Parkinson’s disease affects the dopamine neurons in as many as ten million people worldwide yet, to this day, nobody has identified a concrete cause. However, science may be a step closer, as researchers have recently shown that the protein alpha synuclein detrimentally affects the brains of Parkinson’s patients. Scientists have long suspected that alpha synuclein plays a role in the disease and this discovery opens up new research avenues to better understand it.
During her presentation at the Science Undergraduate Society’s Academia Week, Nguyen-Vi Mohamed, a postdoctoral fellow at the Montreal Neurological Institute, presented her lab’s work on the future of disease modelling: Growing realistic 3D organs.
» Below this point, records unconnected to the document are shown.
PR #424, opened 2025-04-29
only warn about unavailable subscription handlers

cryptix:
since we cancel subscriptions, we can't assume the controller _must_
be there when receiving push requests.

https://github.com/masslbs/Tennessine/blob/8980cc01c47452c93dd14c616659dd29471467e0/packages/client/mod.ts#L341-L344

A push might still be in transit, which needs to be dropped without breaking processing/operations.


wanderer:
The trouble is if you have a path like `/some/0/thing/else`  you don't know if `0` is an index into a array or a key on a map.

cryptix:
Ah.. I see! Okay, let's punt on this then until we have locale state verification.

cryptix:
i'd kinda argue that we should warn and skip unhandled patches instead of breaking on them but might be separate issue.

PR #426, opened 2025-04-29
Vite script

wanderer:
this uses scripts instead of the builtin vite command to run a dev server and do production builds.


packages/frontend/src/release-info.json
```diff
@@ -1,6 +1,6 @@
 {
-  "version": "v0.1-dev",
-  "commit": "unset",
+  "version": "545d9a83",
+  "commit": "545d9a834019b0fbb7c0ea594320f9b65b4480e4",
   "tag": null,
-  "timestamp": "unset"
+  "timestamp": "2025-04-29T20:05:42.000Z"
```
cryptix, line 5: let's not commit these. I think i have a better idea of doing this once we have #418 merged (basically append to `.env.production` as the pre-step to `build`)

PR #433, opened 2025-05-01
moved webstream pollyfil to the frontend

wanderer:


wanderer:
I moved the pollyfill to here https://github.com/masslbs/Tennessine/pull/433/files#diff-b84f774cee1ab7736e8199faad69a3d59dab96adde7c466b81acb0820297662eR1

PR #479, opened 2025-05-09
Add more info to success toast + improve test flake

lbsal:
Changed the success toast displayed on ListingDetail to include more information about the quantity that was just added. Then used this information to improve the ListingDetail test by using a findByText query, which waits for the appearance of its input for a certain amount of time.

The hope is that waiting for the success toast to change gives the stateManager logic enough time to run and actually finish updating the quantity internal, making this particular test flake less often in CI.


cryptix:
Also noting that all of these show a "There was an error updating cart". Maybe we should assert first that there was no error? This might give us better visibility on the actual problem/race.

PR #827, opened 2020-05-15
Stop links opening in a new tab

bazzadp:
Currently the Author links (Twitter, GitHub and Websites) open in new tabs which is generally recognised as bad UX and [doing it without telling the user is a failure under WCAG 3.2.1](https://www.w3.org/WAI/WCAG21/Understanding/on-focus.html).

I propose we just remove the `target="_blank"` code to stop them opening in a new window.

Alternatively, if we wanted to leave them, then we should add indication that they will open in a new tab. This can be with `aria-label`, though doesn't leave anything for sighted users (could use `title` attribute if didn't want to add more UI).

### DIFF
--- a/src/templates/base/2019/base_ebook.html
+++ b/src/templates/base/2019/base_ebook.html
@@ -155,7 +155,7 @@
           </a>
           {% endif %}
           {% if contributor.website %}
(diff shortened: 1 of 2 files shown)


bazzadp:
Oh and btw the links at the bottom of chapters don't open new windows - only the links in Contributor page. So removing them for there would be better for consistency too.

PR #833, opened 2020-05-16
Switch eBook PDF generation from WeasyPrint to Prince

bazzadp:
This moves us from using WeasyPrint to generate the PDF to [Prince](https://www.princexml.com/) with the following benefits:
- Allows us to create a fully Accessible, tagged, PDF that conforms to [PDF/UA-1](https://en.wikipedia.org/wiki/PDF/UA). See [king accessible tagged PDFs with Prince by Bruce Lawson](https://www.brucelawson.co.uk/2019/making-accessible-tagged-pdfs-with-prince/)
- Is easier to install, and cross platform - addressing https://github.com/HTTPArchive/almanac.httparchive.org/pull/817#discussion_r423365904
- Supports more CSS - including fonts (hadn't realised we were using our fallbacks until I ran this and saw the difference!) and better tables as supports `box-shadow`.
- Better support of Meta attributes.
- Is much faster to generate PDFs.

It is free for non-commercial use (which [they define as "fees are charged", "there is a money transaction", or "there is an income generated"), however they do stamp the Prince logo on first page in the top right hand corner:

Prince logo added to each PDF

The also insist on a link to their webpage in return:

Prince link

Don't see a problem with that and think that's fair enough. If it ever does become a problem we can revert back to WeasyPrint easily enough and hopefully it will have improved in meantime to support all the things that Prince does. @rviscomi would be good for you to confirm you're happy with that?

This PR also includes some other errors I spotted when reviewing the PDF, and moving more of the ebook template from EJS to Jinja2 for consistency wiht the pages they are based upon, and to address an issue with fallback Avatars not showing for those without an Avatar.

After this is merged I think we're good to launch the eBook for English and Japanese.


src/templates/en/2019/accessibility_statement.html
```diff
@@ -70,7 +70,11 @@ <h2 id="conformance-status"><a href="#conformance-status" class="anchor-link">Co
         <p>
           In some chapters, we also include other content on the site, not created by ourselves, including YouTube videos, PDF links or links to other articles, which do not meet the strict criteria required of WCAG 2.1 level AAA. See note below on external content.
         </p>
-      
+
+        <p>
+          The PDF version of the Web Almanac follows PDF accessibility best practices and meets the <a href="https://en.wikipedia.org/wiki/PDF/UA">PDF/UA-1</a> standard.
```
rviscomi, line 75: Maybe link "PDF version"

src/templates/base/2019/base_ebook.html
```diff
@@ -27,125 +32,127 @@
...
-          {{ self.methodology_description() }}
-          <a href="#methodology" class="alt">
-            {{ self.methodology_link() }}
-          </a>
-        </p>
-        <img class="methodology-characters" src="/static/images/methodology-characters.png" alt="" width="984" height="354" loading="lazy" />
+    <h1 class="title title-center">{{ self.intro_title() }}</h1>
+    <h2 class="title title-center">{{ self.intro_sub_title() }}</h2>
+
+    <img class="intro-image" src="/static/images/home-hero.png" alt="" width="984" height="354" />
```
rviscomi, line 41: This image should have a transparent background but appears with a gray background in the PDF. Not sure what we can do about that.
image

src/templates/base/2019/base_ebook.html
```diff
@@ -27,125 +32,127 @@
...
+      </div>
+    </div>
+  </section>
+
+  <section id="foreword">
+    <h1>{{ self.foreword_title() }}</h1>
+    {{ self.foreword() | replace('/%s/%s/contributors#' % (lang, year), '#contributors-') }}
+  </section>
+
+  {{ self.chapters() }}
```
rviscomi, line 125: The page numbers are misaligned with the chapter links
image

src/templates/base/2019/base_ebook.html
```diff
@@ -27,125 +32,127 @@
 {% endblock %}
 
 {% block content %}
-<section class="content">
+<div class="content">
```
rviscomi, line 35: I'd love to see the cover page stand out more (maybe darker background color, white/yellow text) and give "2019" more prominence, using the home page design as inspiration:

image
image

src/templates/base/2019/base_ebook.html
rviscomi: Upon closer inspection, the area where you'd expect the Chapter 15 link is still clickable but has no text. 🤔

src/templates/base/2019/base_ebook.html
```diff
@@ -27,125 +32,127 @@
...
-          </a>
-        </p>
-        <img class="methodology-characters" src="/static/images/methodology-characters.png" alt="" width="984" height="354" loading="lazy" />
+    <h1 class="title title-center">{{ self.intro_title() }}</h1>
+    <h2 class="title title-center">{{ self.intro_sub_title() }}</h2>
+
+    <img class="intro-image" src="/static/images/home-hero.png" alt="" width="984" height="354" />
+  </section>
+
+  <section>
```
rviscomi, line 44: I'd suggest removing this page. Feels out of place.

rviscomi:
Could you point me to the Prince docs that talk about watermark/backlinks? I'm not keen on adding their link from our website, maybe that's something we can do in the source code?

src/templates/base/2019/base_ebook.html
bazzadp: This was a deliberate choice and I added the grey with CSS:

https://github.com/HTTPArchive/almanac.httparchive.org/blob/fe540e7f0f35a932d42a9c362bcc75e19bcb6053/src/static/css/ebook.css#L45-L50

Without this, the image blends into the background too much:

image

src/templates/en/2019/accessibility_statement.html
bazzadp: Good idea - done!

src/templates/base/2019/base_ebook.html
bazzadp: OK. Was trying to reuse the nice content from Home Page without dumping this on front cover. will remove then.

src/templates/base/2019/base_ebook.html
rviscomi: Ah ok. The transparency may not be an issue if we go with https://github.com/HTTPArchive/almanac.httparchive.org/pull/833#discussion_r426164222

bazzadp:
> Could you point me to the Prince docs that talk about watermark/backlinks? I'm not keen on adding their link from our website, maybe that's something we can do in the source code?

It's in their [licence](https://www.princexml.com/license/):

> **1.1 Non-commercial license**
> If this is a Non-commercial license, Licensee may download, install and use the Software for Non-commercial Purposes on a computer that is accessible to any number of end users. PDF documents generated by the Software include notices that identify the Software. **Licensee shall not change or remove these notices or assist or encourage third parties to remove or change such notices.**
> 
> When the Non-commercial license is used to routinely generate documents, **a prominent link to the www.princexml.com Web site shall be displayed on the pages from where the generated documents can be fetched**, and in a prominent public Web page where business partners are listed. If PDF documents are sent as email attachments by Licensee, all email messages must contain the www.princexml.com Web address in the message body.

I understand your hesitance, but it really is great software (especially from Accessibility point of view) so would really like to use it. Could also add to our methodology page (we mention lots of other tools there), and maybe we should add in there anyway, but seems from above they do want it where I have it.

src/templates/base/2019/base_ebook.html
bazzadp: Fixed

src/templates/base/2019/base_ebook.html
bazzadp: It's gone.

src/templates/base/2019/base_ebook.html
bazzadp: Uploaded a new version there. Let me know your thoughts.

Not done the diagonal stripe yet though, but gives some idea of what it might look like.

src/templates/base/2019/base_ebook.html
bazzadp: Resolving this as discussing below.

src/templates/base/2019/base_ebook.html
```diff
@@ -27,125 +32,101 @@
...
+      </div>
+    </div>
+  </section>
+
+  <section id="foreword">
+    <h1>{{ self.foreword_title() }}</h1>
+    {{ self.foreword() | replace('/%s/%s/contributors#' % (lang, year), '#contributors-') }}
+  </section>
+
+  {{ self.chapters() }}
```
rviscomi, line 99: Could we add a page break between chapters?

image

src/templates/base/2019/base_ebook.html
```diff
@@ -27,125 +32,101 @@
...
-        <ul class="contributors">
-        {% for id, contributor in config.contributors.items() %}
-        <li class="contributor" id="contributors-{{ id }}">
-          <img class="contributor-avatar" src="{{contributor.avatar_url}}" height="100" width="100" alt="{{ contributor.name }} avatar" />
-          <div>
+      </div>
+    </div>
+  </section>
+
+  <section id="foreword">
```
rviscomi, line 94: Looks like every page after the foreword has "Foreword" as the header text.
image

src/templates/base/2019/base_ebook.html
```diff
@@ -27,125 +32,101 @@
...
+        <img src="/static/images/avatars/8.jpg" alt="" height="100" width="100" />
+        <img src="/static/images/avatars/4.jpg" alt="" height="100" width="100" />
+        <img src="/static/images/avatars/0.jpg" alt="" height="100" width="100" />
+        <img src="/static/images/avatars/11.jpg" alt="" height="100" width="100" />
+        <img src="/static/images/avatars/9.jpg" alt="" height="100" width="100" />
+    </div>
+    <p>{{ self.contributors_description() }}</p>
+    <ul class="contributors">
+    {% for id, contributor in config.contributors.items() %}
+      <li class="contributor" id="contributors-{{ id }}">
```
rviscomi, line 123: A couple of suggestions for this section:
- remove the bullet symbol next to each contributor
- if possible, try to fit two per row

image

src/templates/base/2019/base_ebook.html
```diff
@@ -27,125 +32,101 @@
...
+    {{ get_ebook_methodology(lang,year) | safe }}
+  </section>
+
+  <section class="chapter" id="contributors">
+    <div class="subtitle">Appendix B</div>
+  
+    <h1 class="title title-lg">
+      {{ self.contributors_title() }}
+    </h1>
+    <div class="team">
```
rviscomi, line 112: Flexbox with `space-between` so these images spread out across the page width

src/templates/base/2019/base_ebook.html
bazzadp: Oops. Changing from `<section>` to `<article>` in last commit broke that. Reverted that back and re-uploaded.

src/templates/base/2019/base_ebook.html
bazzadp: > if possible, try to fit two per row

You don't know how many hours I spent on this in Weasyprint! With this it's as simple as `columns: 2`

Both done.

src/templates/base/2019/base_ebook.html
bazzadp: Again Flexbox not supported in WeasyPrint, but works in Prince! So fixed.
Please approve using this😀

src/templates/base/2019/base_ebook.html
bazzadp: Diagonal stripe added by re-using our SVG.

bazzadp:
The other option to avoid the watermark and back linking is to buy a licence of course. $495 per person or $3800 per server (and then $123 or $950 per year after if want updates). Buying myself (and perhaps you) a licence may be sufficient for now, but that would be restrictive.

I think the watermark and back link is small enough (and well deserved to be honest) that it’s fine. It is only near the PDF bits and not like we have it all over our site.

src/static/css/ebook.css
```diff
@@ -115,51 +153,102 @@ ul li.contributor::before {
...
 }
 
-.social-icon {
-  height: 20px;
-  width: 20px;
+@prince-pdf {
+  prince-pdf-display-doc-title: true;
 }
 
 @page {
```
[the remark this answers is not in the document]
bazzadp: Yes, that's exactly why:

```css
  @page :left {
    ...
    margin-right: 4cm;
  }

  @page :right {
    ...
    margin-left: 4cm;
  }
```


To be honest I was thinking of making this an optional parameter in the URL (like I've allowed you to override the A4 page side with a URL param if you want).

WDYT?

src/static/css/ebook.css
```diff
@@ -1,3 +1,51 @@
...
+  font-weight: 700;
+}
+
+#title h2.title {
+  font-size: 32px;
+  font-size: 2rem;
+  font-weight: 300;
+}
+
+.intro-image {
```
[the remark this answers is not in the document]
bazzadp: Could get tricky if image resizes (e.g. for different page sizes) but will have a look...

src/static/css/ebook.css
```diff
@@ -234,13 +357,63 @@ ul li.contributor::before {
...
+    page-break-before: avoid;
+  }
+
+  .authors li {
+    page-break-inside: avoid;
+  }
+
+  .fn {
+    display: inline;
+    float: footnote;
```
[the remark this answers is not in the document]
bazzadp: Yeah, they are nice aren't they!

Not intentional so good spot. Will be a little tricky and will probably need to write another Python function for this but should be doable...

src/static/css/ebook.css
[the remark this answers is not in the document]
rviscomi: Optional param SGTM. Most people will read as PDF so consistent margins are probably the general case and we can override for print as needed.

src/static/css/ebook.css
```diff
@@ -234,13 +357,63 @@ ul li.contributor::before {
...
+  }
+
+  .fn::footnote-marker {
+    text-align: left;
+    font-size: 10px;
+    font-size: 0.625rem;
+    font-weight: normal;
+    min-width: 18px;
+  }
+}
```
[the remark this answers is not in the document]
bazzadp: Fixed.

Not sure why this negative margin is here but overrode it for the ebook:

https://github.com/HTTPArchive/almanac.httparchive.org/blob/f7f369ab45c4d14ad6c553eea8edf24533baae77/src/static/css/page.css#L330-L333

src/static/css/ebook.css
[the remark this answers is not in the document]
bazzadp: Fixed.

src/templates/base/2019/base_ebook.html
```diff
@@ -17,146 +22,194 @@
...
+  </section>
+
+  <section id="toc" class="contents-wrapper">
+    <h1>{{ self.table_of_contents_title() }}</h1>
+    <div class="parts">
+      <div class="part">
+        <h2 class="part-name">{{ self.introduction() }}</h2>
+        <div class="toc-chapters">
+          <div class="toc-chapter">
+            <a class="front-matter" href="#foreword">{{ self.foreword_title() }}</a>
```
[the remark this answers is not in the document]
bazzadp: Fixed.

src/static/css/ebook.css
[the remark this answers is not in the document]
bazzadp: Fixed

src/static/css/ebook.css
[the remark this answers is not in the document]
bazzadp: Fixed.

Mohamed’s lab seeks to better understand the propagation of alpha-synuclein to investigate the pathological mechanisms that drive Parkinson’s disease. To do so, they follow a simple recipe to reprogram adult cells, credited to 2012 Nobel Prize for Medicine winner Shinya Yamanaka. The novel method takes blood samples from individuals with a genetic predisposition to Parkinson’s and uses them to generate stem cells, which can potentially become any cell of the human body.
“The development of [3D organs is] a major technological advance in the stem cell field,” Mohamed said. “This model [represents] a bridge between traditional 2D culture and the […] mouse model.”
Scientific researchers have been using mice for more than one hundred years because they are genetically similar to humans, as well as an array of other organisms. However, human biology is essential to fully understanding and treating medical conditions. Another popular option for research are cells grown in 2D cell cultures. Although they are human cells, these 2D cultures are still different from natural biological systems because they grow in a flat layer on a plastic surface.
Researchers like Mohamed are increasingly looking into 3D cultures, which produce organs that can attach organically to one another. These 3D culture organs, or organoids, can grow in as little as 50 days to a diameter of four millimetres. Their increased complexity allows for a wide range of cell types that researchers can observe to determine their involvement in pathologies like Parkinson’s.
The organ most relevant to grow for the study of Parkinson’s is the brain. Mohamed’s work on creating small, human brain-like organs joins other recent research, including a 2013 study outlining the first cerebral organoid model. Researchers soon followed this development in 2016 with the formation of an organoid model specific to the midbrain, a region where dopaminergic neurons, which are lost in patients with Parkinson’s, are found in abundance.
Future work will focus on the fusion between a mini-brain derived from a patient with Parkinson’s and that of a healthy individual to study the effects of alpha synuclein in a healthy system. More broadly, the formation of a fully-functional brain in absence of a body opens doors to the study of other neurological conditions, such as Alzheimer’s and autism.
Mohamed’s ultimate goal is to integrate her model into drug-screening platforms. The future of pharmacological research exists at the intersection between traditional methods and these newer 3D models.
In addition to gender, ethnicity, and genetics, one of the risk factors for Parkinson’s disease is age. Since mini-brains have the capacity to age naturally, Mohamed hopes to make scientific breakthroughs in organoid ageing.
“It’s [an] exceptional kind of work,” Karina Paliotti (U3 Science) said. “I think it’s really cool [and] I think there’s a lot of hope [that] a lot of [good could] come out of it in the future.”